Corticosteroid exposure after 34 weeks and prior to planned
caesarean birth
Our findings concur with a large RCT of pregnancies from
34+0 weeks at risk of late preterm birth8. The relative risk of any hypoglycaemia in the
corticosteroids (2 doses of 12mg of betamethasone) arm was 1.60 (95%
1.37–1.87). With a 15% incidence in the placebo arm, the definition
included much less severe hypoglycaemia than in our analysis.
Importantly, 84% of neonates were born before 37+0weeks, so the findings are less relevant than for our term cohort.

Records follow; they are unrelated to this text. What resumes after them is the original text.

PR #376, opened 2022-01-12
Add a config object for spicedb servers, control graceful stop of all services

ecordell:
this simplifies using spicedb as a library while retaining the default
validation logic provided by the cli

This also improves spicedb startup/shutdown to properly clean up all servers.


pkg/cmd/server.go
```diff
@@ -0,0 +1,84 @@
...
+
+	"github.com/authzed/spicedb/internal/auth"
+	"github.com/authzed/spicedb/internal/middleware/servicespecific"
+	logmw "github.com/authzed/spicedb/pkg/middleware/logging"
+	"github.com/authzed/spicedb/pkg/middleware/requestid"
+)
+
+type ServerOption func(*ServerConfig)
+
+//go:generate go run github.com/ecordell/optgen -output zz_generated.server_options.go . ServerConfig
```
jzelinskie, line 35: We can follow up afterwards to make some of these fields unexported.

pkg/cmd/serve/serve.go
```diff
@@ -3,80 +3,75 @@ package serve
...
 	cmdutil "github.com/authzed/spicedb/pkg/cmd"
-	logmw "github.com/authzed/spicedb/pkg/middleware/logging"
-	"github.com/authzed/spicedb/pkg/middleware/requestid"
 	"github.com/authzed/spicedb/pkg/validationfile"
 )
 
-func RegisterServeFlags(cmd *cobra.Command, dsConfig *cmdutil.DatastoreConfig) {
+const PresharedKeyFlag = "grpc-preshared-key"
+
+func RegisterServeFlags(cmd *cobra.Command, config *cmdutil.ServerConfig) {
```
jzelinskie, line 14: We discussed a couple things with regards to registering flags:
- cobrautil could have the ability to bind to variables and spicedb would lightly wrap that
- we could have a function that generates []Option by iterating over the flagset

pkg/cmd/serve/serve.go
```diff
@@ -161,40 +148,25 @@ func serveRun(ctx context.Context, cmd *cobra.Command, args []string, datastoreO
...
-	middleware := grpc.ChainUnaryInterceptor(
-		requestid.UnaryServerInterceptor(requestid.GenerateIfMissing(true)),
-		logmw.UnaryServerInterceptor(logmw.ExtractMetadataField("x-request-id", "requestID")),
-		grpclog.UnaryServerInterceptor(grpczerolog.InterceptorLogger(log.Logger)),
-		otelgrpc.UnaryServerInterceptor(),
-		grpcauth.UnaryServerInterceptor(auth.RequirePresharedKey(token)),
-		grpcprom.UnaryServerInterceptor,
-		servicespecific.UnaryServerInterceptor,
-	)
+	if len(config.UnaryMiddleware) == 0 || len(config.StreamingMiddleware) == 0 {
```
jzelinskie: What if you really don't want any middleware?

pkg/cmd/serve/serve.go
```diff
@@ -161,40 +148,25 @@ func serveRun(ctx context.Context, cmd *cobra.Command, args []string, datastoreO
...
-	streamMiddleware := grpc.ChainStreamInterceptor(
-		requestid.StreamServerInterceptor(requestid.GenerateIfMissing(true)),
-		logmw.StreamServerInterceptor(logmw.ExtractMetadataField("x-request-id", "requestID")),
-		grpclog.StreamServerInterceptor(grpczerolog.InterceptorLogger(log.Logger)),
-		otelgrpc.StreamServerInterceptor(),
-		grpcauth.StreamServerInterceptor(auth.RequirePresharedKey(token)),
-		grpcprom.StreamServerInterceptor,
-		servicespecific.StreamServerInterceptor,
-	)
+	// TODO: should we validate that there is a psk-check middleware if a psk is set?
```
jzelinskie: This sounds like a good thing to have before shipping this.

pkg/cmd/serve/serve.go
ecordell: You can wipe them out if you want to:

```go
server, _ := config.Complete()
server.SetMiddleware(nil, nil)
```

pkg/cmd/serve/serve.go
ecordell: I wasn't totally sure this was a good idea, similar to your other comment ("What if you really don't want any middleware?") 

For example, if we want to provide other authn options in the future, the psk might be superseded by some other auth middleware.

pkg/cmd/serve/serve.go
ecordell: Will update

pkg/cmd/serve/serve.go
jzelinskie: I think at that point in time we'd just have to change the checking code.

`WithAuthentication(presharedkeyMiddleware(key))` might be a way forward and we can change the strategies passed to WithAuthentication in the future.

jzelinskie (approved):

PR #379, opened 2022-01-13
Set bounds on the parsed line number int in developer API

josephschorr:
This ensures there is no overflow from the YAML line number when reported in the developer API

Fixes https://github.com/authzed/spicedb/security/code-scanning/1


jzelinskie:
This fix was included in #378.

PR #380, opened 2022-01-13
Attempt to avoid failed crdb range splits in e2e

ecordell:
https://github.com/cockroachdb/cockroach/issues/63260 suggests that this setting will avoid the issue


josephschorr (approved):
LGTM

PR #381, opened 2022-01-13
Better usage metrics on non-permissions endpoints

jakedt:
Originally I was going to write empty usage metrics on all error conditions, which is what prompted the `errgroup` work, to try to reduce the number of top level return calls. I ended up putting it in the middleware to make sure it still writes the trailers if other middlewares fail the request pre-emptively. We can either keep or drop the `errgroup` changes.

### DIFF
--- a/internal/services/v0/acl.go
+++ b/internal/services/v0/acl.go
@@ -4,6 +4,7 @@ import (
 	"context"
 	"errors"
 	"fmt"
+	"sync"
 
 	v0 "github.com/authzed/authzed-go/proto/authzed/api/v0"
 	v1_api "github.com/authzed/authzed-go/proto/authzed/api/v1"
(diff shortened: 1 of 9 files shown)


internal/services/v0/acl.go
```diff
@@ -94,6 +95,10 @@ func (as *aclServer) Write(ctx context.Context, req *v0.WriteRequest) (*v0.Write
 		mutations = append(mutations, tuple.UpdateToRelationshipUpdate(mut))
 	}
 
+	usagemetrics.SetInContext(ctx, &v1.ResponseMeta{
+		DispatchCount: uint32(len(preconditions)) + 1,
```
josephschorr, line 99: Mind adding a comment on why its `+ 1`?

internal/services/v1/relationships.go
```diff
@@ -146,93 +152,108 @@ func (ps *permissionServer) WriteRelationships(ctx context.Context, req *v1.Writ
 		return nil, rewritePermissionsError(ctx, err)
 	}
 
+	errG, groupCtx := errgroup.WithContext(ctx)
 	for _, precond := range req.OptionalPreconditions {
-		if err := ps.checkFilterNamespaces(ctx, precond.Filter, readRevision); err != nil {
-			return nil, rewritePermissionsError(ctx, err)
-		}
+		precond := precond
```
josephschorr, line 157: Please add a comment on why this is necessary to prevent from changing

internal/services/v1/relationships.go
```diff
@@ -253,6 +274,10 @@ func (ps *permissionServer) DeleteRelationships(ctx context.Context, req *v1.Del
 		return nil, rewritePermissionsError(ctx, err)
 	}
 
+	usagemetrics.SetInContext(ctx, &dispatchv1.ResponseMeta{
+		DispatchCount: uint32(len(req.OptionalPreconditions)) + 1,
```
josephschorr, line 278: Ditto comment here on `+ 1`

internal/services/v1/schema.go
```diff
@@ -60,6 +62,10 @@ func (ss *schemaServer) ReadSchema(ctx context.Context, in *v1.ReadSchemaRequest
 		objectDefs = append(objectDefs, objectDef)
 	}
 
+	usagemetrics.SetInContext(ctx, &dispatchv1.ResponseMeta{
+		DispatchCount: uint32(len(nsDefs)),
```
josephschorr, line 66: I wonder if this should be `+ 1`, since if their schema is empty, we are still doing *something*

internal/services/v1/schema.go
```diff
@@ -140,6 +146,10 @@ func (ss *schemaServer) WriteSchema(ctx context.Context, in *v1.WriteSchemaReque
 		names = append(names, nsdef.Name)
 	}
 
+	usagemetrics.SetInContext(ctx, &dispatchv1.ResponseMeta{
+		DispatchCount: uint32(len(nsdefs)),
```
josephschorr, line 150: Ditto

internal/services/v1alpha1/schema.go
```diff
@@ -78,6 +82,10 @@ func (ss *schemaServiceServer) ReadSchema(ctx context.Context, in *v1alpha1.Read
 		objectDefs = append(objectDefs, objectDef)
 	}
 
+	usagemetrics.SetInContext(ctx, &dispatchv1.ResponseMeta{
+		DispatchCount: uint32(numRequested),
```
josephschorr, line 86: Ditto

internal/services/v1/schema.go
jakedt: I didn't think so, it's easier to document that it's the number of schemas rather than `max(numSchemas, 1)`

jakedt: Like, if we fail the request, that's also counting as zero since we didn't really do any work on their behalf...

jakedt:
Updated

internal/services/v1/schema.go
josephschorr: Well, we are still making the request itself, but yeah

josephschorr (approved):
LGTM

PR #391, opened 2022-01-27
add universal consistency middleware

ecordell:
Depends on #392


internal/services/v1alpha1/schema_test.go
```diff
@@ -28,8 +28,27 @@ func TestSchemaReadNoPrefix(t *testing.T) {
 	ds, err := memdb.NewMemdbDatastore(0, 0, memdb.DisableGC, 0)
 	require.NoError(t, err)
 
-	srv := NewSchemaServer(ds, PrefixRequired)
-	_, err = srv.ReadSchema(context.Background(), &v1alpha1.ReadSchemaRequest{
+	// test relies on middleware
```
jakedt, line 31: There are far too many copies of code that looks just like this in this PR. Why?

pkg/testutil/require.go
```diff
@@ -3,30 +3,22 @@
...
+	v0 "github.com/authzed/authzed-go/proto/authzed/api/v0"
+	"github.com/google/go-cmp/cmp"
+	"github.com/google/go-cmp/cmp/cmpopts"
 	"github.com/stretchr/testify/require"
 )
 
 // RequireEqualEmptyNil is a version of require.Equal, but considers nil
 // slices/maps to be equal to empty slices/maps.
 func RequireEqualEmptyNil(t *testing.T, expected, actual interface{}, msgAndArgs ...interface{}) {
-	expectedVal := reflect.ValueOf(expected)
```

Further, in the trials assessing corticosteroids specifically prior to
planned early term caesarean birth 10-12,
hypoglycaemia has not been recorded. Our data importantly addresses this
specific group and highlights the risk of severe hypoglycaemia in these
term neonates. A particular issue is pregnancies complicated by
diabetes, on which existing literature is limited26-29. In the UK, recommendations state diabetes
should not be a ‘contraindication to antenatal corticosteroids for fetal
lung maturation’ 3. Our numbers preclude the
assessment of effects of ACS administration before 34 weeks in infants
born at term. However, we demonstrated that infants exposed to ACS at or
after 34 weeks had a higher incidence of severe hypoglycaemia compared
to those not exposed (31% vs 3.8%, aOR: 5.76, 95% CI 2.28-14.52).
Whilst respiratory benefits are likely to remain, this risk should be
considered alongside that of poorer maternal glucose control.
The relationship between SGA and ACS needs to be addressed. McKinzie et
al 22 found a higher risk of SGA among term
pregnancies who had received ACS before 34+0 weeks; we
did not (Table 1). We postulate that ACS may, and this may vary in
different units, be given more in pregnancies where SGA is suspected and
so the relationship is not causal. This is supported by our finding of
increased SGA in pregnancies exposed after 34 weeks.
The positive correlation between corticosteroid-to-birth interval and
neonatal glucose level, albeit as a univariate analysis, pictorially
demonstrates the increased risk in those who benefit least. It may also
shed light on the mechanism. Temporary maternal hyperglycaemia
frequently follows corticosteroid administration and this could cause
fetal hyperinsulinemia, but this mechanism has not been proven30. That hypoglycaemia is more common even many weeks
later suggests that longer term metabolic changes are induced.